Another consideration when analyzing the latest sentiment data on gold is that if you total up the "neutral" sentiment along with the "bearish" sentiment you get something like 40%, compared to 60% "bullish" sentiment. I tend to categorize the fence sitters at times like this as fulcrums since they are the "fence sitters" and obviously aren't in the market on the long side, but neither are they on the "short" side of the market. They are waiting for a definite trading signal and if it comes they will all pile their money into the market either on the long side or the short side. These fence sitters can really be a powerful pivotal force in the market at times like this when their numbers are large. So if the gold futures market breaks decisively above, say, $385 we could see all of that sideline money shoveled into the market on the long side, which would give the gold rally even more fuel for another rally.

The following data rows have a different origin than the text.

PR #618, opened 2022-04-28
[ADD] udes_sale_stock: Merge Confirm Orders and  Reserve Stock Cron Job

armandcela:
Story: 1685

### DIFF
--- a/addons/udes_sale_stock/data/ir_cron.xml
+++ b/addons/udes_sale_stock/data/ir_cron.xml
@@ -16,5 +16,21 @@
             <field name="code">model.confirm_orders()</field>
         </record>
 
+        <!-- Confirm Sale Orders and Reserve Stock in a single cron job -->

This market has confounded the bears ever since the April bottom and has whipsawed even the bulls who have tried to call short-term peaks, only to have those peaks overcome by higher highs. As the moving averages clearly show, this is a trending market and the proper response to a trending market is to put logic aside, quit trying to second guess the market, and simply ride the trend. Those who did this have done very well to date. Unless the moving averages are violated (confirmed by a reversal of those same averages) then the market will have signaled its intention to resume the upward trend.